The Grammar of English Grammars eBook

Goold Brown
This eBook from the Gutenberg Project consists of approximately 4,149 pages of information about The Grammar of English Grammars.

The Grammar of English Grammars eBook

Goold Brown
This eBook from the Gutenberg Project consists of approximately 4,149 pages of information about The Grammar of English Grammars.
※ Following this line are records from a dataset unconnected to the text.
PR #6353, opened 2019-08-02
Approach for resolving #6232

### LINKED ISSUE #6232: Improved error reporting for token permissions
As a follow on to #6084, we should improve the message returned to users when their provided token isn't acceptable in the given context (e.g., if it doesn't match the package or doesn't have the right permissions at all).

Current `master` provides this message, which is misleading:

> `The user 'brainwane' isn't allowed to upload to project 'Forms990-analysis'`

#6084 changes that message to the more generic:

> `The credential associated with user 'brainwane' isn't allowed to upload to project 'Forms990-analysis'`

But ideally we'd have something like this:

> `This API token is not valid for project 'Forms990-analysis'`

cc @nlhkabu @brainwane

ewdurbin:
Fixes #6232.

Resulting error messages:

Invalid Username/Password:

```
HTTPError: 403 Client Error: Invalid or non-existent authentication information. for url: http://localhost/legacy/
```

Invalid API Token:

```
HTTPError: 403 Client Error: Invalid or non-existent authentication information. for url: http://localhost/legacy/
```

Valid Username/Password that does not have permission:

```
HTTPError: 403 Client Error: The user '<USER_NAME>' isn't allowed to upload to project '< PROJECT_NAME >'. See http://localhost/help/#project-name for more information. for url: http://localhost/legacy/
```

Valid API Token missing scope for project:

```
HTTPError: 403 Client Error: Invalid API Token: project-scoped token is not valid for project '<PROJECT_NAME>' for url: http://localhost/legacy/
```

### DIFF
--- a/warehouse/macaroons/auth_policy.py
+++ b/warehouse/macaroons/auth_policy.py
@@ -139,7 +139,7 @@ class MacaroonAuthorizationPolicy:
                 macaroon_service.verify(macaroon, context, principals, permission)
             except InvalidMacaroon as exc:
                 return WarehouseDenied(
-                    "Invalid API Token: %s", str(exc), reason="invalid_api_token"
+                    f"Invalid API Token: {exc}!r", reason="invalid_api_token"
                 )
 
             # If our Macaroon is verified, and for a valid permission then we'll pass
@@ -149,7 +149,8 @@ class MacaroonAuthorizationPolicy:
                 return self.policy.permits(context, principals, permission)
             else:
                 return WarehouseDenied(
-                    f"API tokens are not valid for permission: {permission}!"
+                    f"API tokens are not valid for permission: {permission}!",
+                    reason="invalid_permission",
                 )
 
         else:
--- a/warehouse/macaroons/auth_policy.py
+++ b/warehouse/macaroons/auth_policy.py
@@ -18,7 +18,7 @@ from pyramid.threadlocal import get_current_request
 from zope.interface import implementer
 
 from warehouse.cache.http import add_vary_callback
-from warehouse.errors import DeniedMacaroonInvalid, DeniedMacaroonNoRequest
+from warehouse.errors import WarehouseDenied
 from warehouse.macaroons.interfaces import IMacaroonService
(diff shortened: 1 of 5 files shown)


ewdurbin:
@dstufft do you have a preference for which approach to take here?

ewdurbin:
Offered another approach based on feedback from @dstufft, though I'm still feeling really icky about how much we're having to bubble through.

brainwane:
This item is a beta blocker https://github.com/pypa/warehouse/milestone/17 so it'd be nice to address this month so we can send out a pypi-announce email around Halloween (security is spooky!).

brainwane:
I would like to wrap up the beta of the API token feature and email out an announcement to get more people using the feature. Thus: @ewdurbin could you please rebase this, and then @dstufft could you review it, so we can finish getting this merged and then get more people uploading with API tokens?

Thanks.

brainwane:
IMO fixing this is still a blocker for coming out of beta https://github.com/pypa/warehouse/issues/5661#issuecomment-515802931 -- @ewdurbin @di @woodruffw @yeraydiazdiaz could we finish this PR within the next few weeks so we can announce the feature on pypi-announce, increase adoption, and better secure PyPI packages?

ewdurbin:
I think this is ready for review.

warehouse/macaroons/auth_policy.py
```diff
@@ -136,15 +138,19 @@ def permits(self, context, principals, permission):
...
 
             # If our Macaroon is verified, and for a valid permission then we'll pass
             # this request to our underlying Authorization policy, so it can handle its
             # own authorization logic on the prinicpal.
             if permission in valid_permissions:
                 return self.policy.permits(context, principals, permission)
             else:
-                return Denied(f"API tokens are not valid for permission: {permission}!")
+                return WarehouseDenied(
+                    f"API tokens are not valid for permission: {permission}!"
```
di: Does this need a `reason`?

ewdurbin: indeed, it should have one :)

Issue #6293, opened 2019-07-29
Persist data on "Add API token" form when validation fails


di:
Currently when using the "Add API token" form at `/manage/account/token/`, if there is an error in the form (either there is no token name or scope selected), when the page is loaded, any existing form data is removed. It'd be nice if anything the user has already entered is persisted, in addition to the errors being shown.

---

**Good First Issue**: This issue is good for first time contributors. If you've already contributed to Warehouse, work on [another issue without this label](https://github.com/pypa/warehouse/issues?utf8=%E2%9C%93&q=is%3Aissue+is%3Aopen+-label%3A%22good+first+issue%22) instead. If there is not a corresponding pull request for this issue, it is up for grabs. For directions for getting set up, see our [Getting Started Guide](https://warehouse.pypa.io/development/getting-started/). If you are working on this issue and have questions, feel free to ask them here, [`#pypa-dev` on Freenode](https://webchat.freenode.net/?channels=%23pypa-dev), or the [pypa-dev mailing list](https://groups.google.com/forum/#!forum/pypa-dev).

Sterbic:
Attempting this during the PyCon AU sprints :)

PR #6356, opened 2019-08-05
Persist create token form params on error

Sterbic:
Previously the form would clear if an error was detected on submit.

Video capture: https://www.dropbox.com/s/6t6fwefi0gtjdf5/token.mov?dl=0

Closes: #6293

### DIFF
--- a/warehouse/manage/views.py
+++ b/warehouse/manage/views.py
@@ -566,6 +566,7 @@ class ProvisionMacaroonViews:
                 user_id=self.request.user.id,
                 macaroon_service=self.macaroon_service,
                 project_names=self.project_names,
+                description="",
             ),
             "delete_macaroon_form": DeleteMacaroonForm(
                 macaroon_service=self.macaroon_service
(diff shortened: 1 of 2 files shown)


warehouse/templates/manage/token.html
```diff
@@ -90,7 +90,8 @@ <h2>Add another token</h2>
           <option disabled selected value="scope:unspecified">Select scope...</option>
```
di: We should probably make the `selected` attribute here conditional based on what `create_macaroon_form.token_scope.data` is.

warehouse/manage/views.py
```diff
@@ -566,6 +566,7 @@ def default_response(self):
                 user_id=self.request.user.id,
                 macaroon_service=self.macaroon_service,
                 project_names=self.project_names,
+                description="",
```
di: Might be better to do `{{ create_macaroon_form.description.data or ""}}` in the template instead of this.

PR #6363, opened 2019-08-05
warehouse: Use normalized project names for API tokens

woodruffw:
cc @di @ewdurbin @dstufft


ewdurbin:
That certainly makes sense! We might need to do a quick verification after merge and notify users who hit this bug.

PR #6370, opened 2019-08-06
Mark required fields

### LINKED ISSUE #6281: Update form labels to reflect required status and format requirements
WCAG 3.3.1:

> Required form elements or form elements that require a specific format, value, or
length provide this information within the element's label.

nlhkabu:
Closes #6281 
Screenshot from 2019-08-06 06-50-30

### DIFF
--- a/warehouse/static/sass/blocks/_form-group.scss
+++ b/warehouse/static/sass/blocks/_form-group.scss
@@ -16,7 +16,10 @@
   A form field, with label, input, and help text.
 
   <div class="form-group">
-    <label class="form-group__label" for="myinput">Label here</label>
+    <label class="form-group__label" for="myinput">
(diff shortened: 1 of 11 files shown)


di:
I think it might be better to add something like:

```
{% if field.flags.required %}(Required){% endif %}
```

to every field, so this happens automatically instead of having to be done manually.

Might make sense to use a macro to render a field in a consistent way so we only have to do this in one place, but that would also require figuring out where to set the human-readable field name, and doing it for all the fields.

nlhkabu:
Hi @di, @woodruffw - I've updated this PR to use `field.flags.required` as suggested, and opened a ticket for creating a field macro here: https://github.com/pypa/warehouse/issues/6393

PR #13392, opened 2023-04-08
Allow closed beta participants to access org features

ewdurbin:
This refactors the direct AdminFlag check to go through a request_method that allows access to org features if one has been assigned to them directly.

For closed-beta, we'll be onboarding users by creating an Organization object, and an OrganizationRole object directly, which will then enable access via this gate.

### DIFF
--- a/warehouse/predicates.py
+++ b/warehouse/predicates.py
@@ -82,11 +82,6 @@ class ActiveOrganizationPredicate:
         )
 
         if (
-            # Organization accounts are disabled.
-            request.flags.enabled(AdminFlagValue.DISABLE_ORGANIZATIONS)
-        ):
-            return False
-        elif (
             # Organization is active.
             organization.is_active
             # Organization has active subscription if it is a Company.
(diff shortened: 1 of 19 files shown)


warehouse/predicates.py
```diff
@@ -96,6 +91,11 @@ def __call__(self, context: Organization | Team, request):
             )
         ):
             return True
+        elif (
+            # Organization accounts are disabled.
+            request.flags.enabled(AdminFlagValue.DISABLE_ORGANIZATIONS)
+        ):
+            return False
```
di, line 98: Shouldn't this still come first?

di (approved):
LGTM aside from that one comment

warehouse/predicates.py
ewdurbin: No, we're not flipping the flag until we're ready for open signup.

ewdurbin: Same logic as is in https://github.com/pypi/warehouse/pull/13392/files#diff-fd646332e15b1650ac3a05f944bf6ae36335637b687d06676bb67f7d6f3b1fefR70-R79

This allows users who have an organization to bypass the flag

di: Got it!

OBS. 20.—­“Most authors have given the name of pronoun adjectives, [’pronouns adjective,’ or ‘pronominal adjectives,’] to my, mine; our, ours; thy, thine; your, yours; his, her, hers; their, theirs:  perhaps because they are followed by, or refer to, some substantive [expressed or understood after them].  But, were they adjectives, they must either express the quality of their substantive, or limit its extent:  adjectives properly so called, do the first; definitive pronouns do the last.  All adjectives [that are either singular or plural,] agree with their substantives in number; but I can say, ‘They are my books:’  my is singular, and books plural; therefore my is not an adjective.  Besides, my does not express the quality of the books, but only ascertains the possessor, the same as the genitive or substantive does, to which it is similar.  Examples:  ‘They are my books;’—­’They are John’s books;’ &c.”—­Alex.  Murray’s Gram., p. 108.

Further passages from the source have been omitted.